IBM’s AI that speeds up the development of antibiotics
- The discovery process of molecules for novel antibiotics would usually take scientists years – IBM’s AI system did it in a matter of days
- IBM researchers claim their approach outperformed other methods for designing antimicrobial peptides by 10%
- IBM is also hopeful the system can have broader applications such as capturing carbon to help fight climate change, materials for more intelligent energy production, and more
In the US alone, nearly three million people get infected with antibiotic-resistant bacteria or fungi every year. But very few new antibiotics are being developed to replace those that no longer work – and that’s because drug design is an extremely difficult and lengthy process. Paving the way in an era of accelerated discovery, IBM’s research team developed an artificial intelligence (AI) system that can help speed up the design of molecules for novel antibiotics.
Normally, the molecule discovery process that would take scientists years, IBM’s AI system did in a matter of days. In a new paper published in Nature Biomedical Engineering, the researchers detail how they’ve already used it to quickly design two new antimicrobial peptides — AMPs, small molecules that can kill bacteria — that are effective against a bunch of different pathogens in mice. “Our approach outperforms other leading de novo AMP design methods by nearly 10%,” the research paper reads.
How IBM’s AI system works
IBM’s new AI system relies on something called a generative model. First, the researchers start with a massive database of known peptide molecules. Then the artificial intelligence pulls information from the database and analyzes the patterns to figure out the relationship between molecules and their properties. It might find that when a molecule has a certain structure or composition, it tends to perform a certain function. This allows it to “learn” the basic rules of molecule design.
Finally, researchers can tell the AI exactly what properties they want a new molecule to have. They can also input constraints based around information on desirable and undesirable traits, then the AI designs new molecules that satisfy those parameters. Aleksandra Mojsilović, one of the co-authors of the IBM paper, told The Vox, “You have the knobs to turn, and you get the molecule that satisfies the properties.”

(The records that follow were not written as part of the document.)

PR #18087, opened 2023-02-26
Adds a magboot multisurgeon to CE's bag if they're digitigrade

Skrem7:

Not actually a bugfix for magboot implants (they're broken right now), but this multisurgeon works perfectly fine

# Changelog

:cl:  
rscadd: Adds a single-use multisurgeon to the CE's bag to grant magboots, in case the CE's legs aren't compatible with the advanced magboots (much like how the CMO gets the MEDhud autosurgeon in-case they're nearsighted)
/:cl:

### DIFF
--- a/code/game/objects/structures/crates_lockers/closets/secure/engineering.dm
+++ b/code/game/objects/structures/crates_lockers/closets/secure/engineering.dm
@@ -30,7 +30,6 @@
 	new /obj/item/storage/lockbox/medal/eng(src)
 	new /obj/item/barrier_taperoll/engineering(src)
 	new /obj/item/analyzer/ranged(src)
-	new /obj/item/multisurgeon/magboots(src)
 
 /obj/structure/closet/secure_closet/engineering_electrical
 	name = "electrical supplies locker"
--- a/code/game/objects/structures/crates_lockers/closets/secure/engineering.dm
+++ b/code/game/objects/structures/crates_lockers/closets/secure/engineering.dm
@@ -30,6 +30,7 @@
 	new /obj/item/storage/lockbox/medal/eng(src)
 	new /obj/item/barrier_taperoll/engineering(src)
 	new /obj/item/analyzer/ranged(src)
+	new /obj/item/multisurgeon/magboots(src)
 
 /obj/structure/closet/secure_closet/engineering_electrical
 	name = "electrical supplies locker"
--- a/code/modules/jobs/job_types/_job.dm
+++ b/code/modules/jobs/job_types/_job.dm
@@ -268,9 +268,6 @@
 	/// What shoes digitgrade crew should wear
 	var/digitigrade_shoes
 
-	/// In case the crew member needs to spawn with something additional if they're digitigrade, often something to bypass their inability to wear normal shoes
-	var/digitigrade_backpack_contents
-
 /datum/outfit/job/pre_equip(mob/living/carbon/human/H, visualsOnly = FALSE)
 	switch(H.backbag)
 		if(GBACKPACK)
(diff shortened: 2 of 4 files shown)


Moltijoe:
> Not actually a bugfix for magboot implants (they're broken right now), but this multisurgeon works perfectly fine

PR to fix them has been open for over a week now
the absolute state of yogdev

Skrem7:
> > Not actually a bugfix for magboot implants (they're broken right now), but this multisurgeon works perfectly fine
> 
> PR to fix them has been open for over a week now the absolute state of yogdev

Didn't even notice it was opened lmao

Bibby0110 (dismissed):
Should only spawn if relevant for the CE

Skrem7:
> Should only spawn if relevant for the CE

Impossible to do considering midround joining, unless you want to have the autosurgeon on the CE themselves (bad design)

Bibby0110:
> > Should only spawn if relevant for the CE
> 
> Impossible to do considering midround joining, unless you want to have the autosurgeon on the CE themselves (bad design)

Have the auto surgeon spawn on the CE in case of them being a dumb species.
Nothing bad about that

Skrem7:
> Have the auto surgeon spawn on the CE in case of them being a dumb species. Nothing bad about that

if you say so

Skrem7:
@TheGamerdk there you go

goes without saying but i tested it just to be sure

Cartlord:
why do you keep buffing nonhumans

Skrem7:
> why do you keep buffing nonhumans

Could you please illustrate as many reasons as you can why you care?

Cartlord:
Why do you care so much about removing every meaningful downside from nonhumans? Is it because you play them?

Skrem7:
> Why do you care so much about removing every meaningful downside from nonhumans? Is it because you play them?

You're correct, once polysmorph CE's have a vulnerability to EMP roundstart, I plan to move on to actually giving non-humans more upsides. First, I'm going to make lizards do more damage with their fists, move faster, and have innate species armor (lore-accurate).

Next, I'm going to make it so moths can't have their wings burnt off. This way, they won't have downsides, too, so that makes three species (lizard, polysmorph, and moth) have zero total downsides (as they're just better than humans in every way). Not sure yet what I'm going to do for the rest.

And all of these terrible changes that threaten the playerbase catastrophically? It's because of me. My PRs. My lore. My terrible infatuation with non-humans. The same non-human characters that I play the game with (just like you play the game too, right?)

Moja10:
>coders add in snowflake feet that don't fit any shoes
>now we have to debate whether to add magboot autosurgeons because otherwise how can a person choose snowflake feet and not have their cake and eat it too

the yogswest has fallen

iamthesilly:
having them start in the locker was probably better, the CMO gets a medical HUD autosurgeon in their locker in case they're nearsighted so i don't see why the CE magboot implant should work any differently

Moltijoe:
> having them start in the locker was probably better, the CMO gets a medical HUD autosurgeon in their locker in case they're nearsighted so i don't see why the CE magboot implant should work any differently

and it'll end up used exactly like the CMO medhud, just given to a random engineer if not needed, and i think that's quite all right. it would also let a considerate CE give magboots to either a poly or lizard engineer that has digitigrade

iamthesilly:
alternatively, instead of adding an implant you could make it so you could adjust the advanced magboots to a digitigrade configuration and back with a wrench or screwdriver, though new sprites would be needed for it

Moltijoe (changes requested):
please change it back to the locker, this is no different than the CMO's medhud

Skrem7:
> please change it back to the locker, this is no different than the CMO's medhud

done

Moltijoe (approved):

The IBM researchers claim that their approach outperformed other leading methods for designing new antimicrobial peptides by 10%. They found that they were able to design two new AMPs that are highly potent against diverse pathogens, including multidrug-resistant K. pneumoniae, a bacterium known for causing infections in hospital patients. The upside is that the peptides had low toxicity when tested in mice, signaling a good safety net.
IBM’s AI beyond antibiotics
Beyond applications in antibiotics, this generative AI system could potentially accelerate the design process of the best possible molecules for new drugs and materials. It also functions to “help scientists to use AI to discover and design better candidates for more effective drugs and therapies for diseases, materials to absorb and capture carbon to help fight climate change, materials for more intelligent energy production and storage, and much more. To fight these challenges, we need to accelerate the rate of discovery of new and functional molecules — at scale,” added IBM’s blog post.
At this point, IBM’s team is working to figure out how the AI system might design treatments for Covid-19. Mojsilović explained that when the pandemic came along, “We continued to say, we can use the same algorithms, but now we’re going to search a little differently — for something that looks like a molecule that can bind to a Covid target.”